◆ What to produce ◆
Return exactly the lines of the records below, starting at the line that contains "(diff shortened: 2 of 5 files shown)" and ending at the line that contains "Yeah, I'd like", with both of those lines kept.

*** Block opens ***

Issue #383, opened 2020-10-02
Add a `-L` flag (alternative to `-l`) that prints all tasks


zx8:
Or a new flag should be introduced (e.g. `task --names`) to just output the names of available tasks, with no descriptions.

Currently, a Taskfile with no descriptions returns:

```
$ task -l
task: No tasks with description available
```

While the solution is fairly intuitive (i.e. add a description to every task), the behaviour is surprising. Not to mention it would make the completions much less hacky (for tasks that _do_ have a description):

- https://github.com/go-task/task/blob/ce4ac97269613dc895408722fea2c63cba838f48/completion/fish/task.fish#L2

andreynering:
Hi @zx8,

Perhaps we could add `-L` flag (a an alternative to `-l`) that print all tasks?

Changing the behavior of the existing flag is a backward incompatible change, so not a good idea.

zx8:
Yeah sure, that works!

themanifold:
Slightly different command that does not needs `string`:

```
for i in $(task -l | sed 1d | awk '{print $2}' | awk 'FS=":"{print $1}'); do echo $i; done
```

PR #401, opened 2020-11-13
feat (help): allow cli option to list tasks with no description

therealkevinard:
added an add'l cli option that lists all tasks, with or without description.
orig. behavior: task -l lists tasks with desc field
new behaviour: task -la or task -a will list all tasks. if task has desc, it will be included.

BREAKING CHANGES: none, that I know of.
NOTES/Concerns:
- This is wip.
- Haven't checked how it interacts with bash completion.
- The new Executor.TaskNames func does not use e.CompiledTask(taskfile.Call{Task: task.Task})

This relates to https://github.com/go-task/task/issues/383

### DIFF
--- a/cmd/task/task.go
+++ b/cmd/task/task.go
@@ -150,8 +150,12 @@ func main() {
 		return
 	}
 
-	if list || listAll {
-		e.PrintTasksHelp(listAll)
+	if list {
+		e.ListTasksWithDesc()
+	}
+
+	if listAll {
+		e.ListAllTasks()
 		return
 	}
 
--- a/cmd/task/task.go
+++ b/cmd/task/task.go
@@ -57,6 +57,7 @@ func main() {
 		helpFlag    bool
 		init        bool
 		list        bool
+		listAll     bool
 		status      bool
 		force       bool
 		watch       bool
@@ -75,6 +76,7 @@ func main() {
 	pflag.BoolVarP(&helpFlag, "help", "h", false, "shows Task usage")
 	pflag.BoolVarP(&init, "init", "i", false, "creates a new Taskfile.yml in the current folder")
 	pflag.BoolVarP(&list, "list", "l", false, "lists tasks with description of current Taskfile")
+	pflag.BoolVarP(&listAll, "list-all", "a", false, "list tasks with or without a description")
 	pflag.BoolVar(&status, "status", false, "exits with non-zero exit code if any of the given tasks is not up-to-date")
 	pflag.BoolVarP(&force, "force", "f", false, "forces execution even when the task is up-to-date")
 	pflag.BoolVarP(&watch, "watch", "w", false, "enables watch of the given task")
@@ -148,8 +150,8 @@ func main() {
 		return
 	}
 
-	if list {
-		e.PrintTasksHelp()
+	if list || listAll {
+		e.PrintTasksHelp(listAll)
 		return
 	}
 
--- a/help.go
+++ b/help.go
@@ -15,7 +15,7 @@ import (
 func (e *Executor) PrintTasksHelp(listAll bool) {
 	var tasks []*taskfile.Task
 	if listAll == true {
-		tasks = e.taskNames()
+		tasks = e.allTaskNames()
 	} else {
 		tasks = e.tasksWithDesc()
 	}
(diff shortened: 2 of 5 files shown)


therealkevinard:
I'm not too emotionally attached to the actual flag, but I went with `-a` (instead of `-L`), because it's more in line with the conventional flag for this sort of thing (eg: `ls -lha`, `du -ah`, and others).

kerma:
Hey @therealkevinard! Would you like to update and finish this?

therealkevinard:
Franky: oh, wow, this pr is stale! 

Yeah, I'd like to knock the dust off it. I'll catch myself up over the next day or so and finish this off. 

Are there any concerns with this note 
> The new Executor.TaskNames func does not use e.CompiledTask(taskfile.Call{Task: task.Task})

I can grok CompiledTask to see what the implications are, but maybe someone here just... Knows? :)

cmd/task/task.go
```diff
@@ -148,8 +150,8 @@ func main() {
 		return
 	}
 
-	if list {
-		e.PrintTasksHelp()
+	if list || listAll {
+		e.PrintTasksHelp(listAll)
 		return
 	}
```
andreynering, line 156: Boolean arguments are usually discouraged for readability reasons. I'd consider having a separate function for each one:

```suggestion
	if list {
		e.ListTasksWithDesc()
		return
	}
	if listAll {
		e.ListAllTasks()
		return
	}
```

In the package you could then abstract them in s private function as below:

```go
func ListTasksWithDesc() {
 	listTasks(false)
}

func ListAllTasks() {
 	listTasks(true)
}

func listTasks(all bool) {
 	// ...
}
```

help.go
```diff
@@ -26,6 +35,15 @@ func (e *Executor) PrintTasksHelp() {
 	w.Flush()
 }
 
+func (e *Executor) taskNames() (tasks []*taskfile.Task) {
```
andreynering, line 38: `taskNames` -> `allTaskNames`

task.go
```diff
@@ -64,7 +64,9 @@ func (e *Executor) Run(ctx context.Context, calls ...taskfile.Call) error {
 	for _, c := range calls {
 		if _, ok := e.Taskfile.Tasks[c.Task]; !ok {
 			// FIXME: move to the main package
-			e.PrintTasksHelp()
+			// FIXME: (ard.kevin.84@gmail.com) changed the PrintTasksHelp signature to support show all/some.
+			// 	False preserves original behavior, but should be reviewed.
+			e.PrintTasksHelp(false)
```
andreynering, line 69: The note is not needed IMO. Let's keep the default behavior which is to list documented tasks only.

```suggestion
			e. ListTasksWithDesc()
```

andreynering (commented):
Hi @therealkevinard, thanks for your PR!

I just did a few comments. Let me know of your thoughts.

cmd/task/task.go
```diff
@@ -75,6 +76,7 @@ func main() {
 	pflag.BoolVarP(&helpFlag, "help", "h", false, "shows Task usage")
 	pflag.BoolVarP(&init, "init", "i", false, "creates a new Taskfile.yml in the current folder")
 	pflag.BoolVarP(&list, "list", "l", false, "lists tasks with description of current Taskfile")
+	pflag.BoolVarP(&listAll, "list-all", "a", false, "list tasks with or without a description")
```
andreynering, line 79: No strong opinion on `-a` vs. `-L`. If anyone has thoughts, let me know.

cmd/task/task.go
therealkevinard: resolved in https://github.com/therealkevinard/task/commit/42702e81b35c5b4960c94ff65577f6c4314b0ccd

help.go
therealkevinard: resolved in https://github.com/therealkevinard/task/commit/42702e81b35c5b4960c94ff65577f6c4314b0ccd

task.go
therealkevinard: resolved in https://github.com/therealkevinard/task/commit/42702e81b35c5b4960c94ff65577f6c4314b0ccd

therealkevinard:
There are no merge conflicts, but this branch obviously behind. Do you think a backmerge is in order?

andreynering:
Hi @therealkevinard, thanks for contributing!

I just merged this and did small changes at 7e0346d6eb04a54e19106611851e4533fe23815c.

PR #404, opened 2020-11-16
Fix documentation link in taskfile_version

DuboisS:


andreynering:
Hi @DuboisS,

Sorry, but I think you're mistaken. The link seems correct to me.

*** Block closes ***

◆ Problem solution ◆
(diff shortened: 2 of 5 files shown)


therealkevinard:
I'm not too emotionally attached to the actual flag, but I went with `-a` (instead of `-L`), because it's more in line with the conventional flag for this sort of thing (eg: `ls -lha`, `du -ah`, and others).

kerma:
Hey @therealkevinard! Would you like to update and finish this?

therealkevinard:
Franky: oh, wow, this pr is stale! 

Yeah, I'd like to knock the dust off it. I'll catch myself up over the next day or so and finish this off. 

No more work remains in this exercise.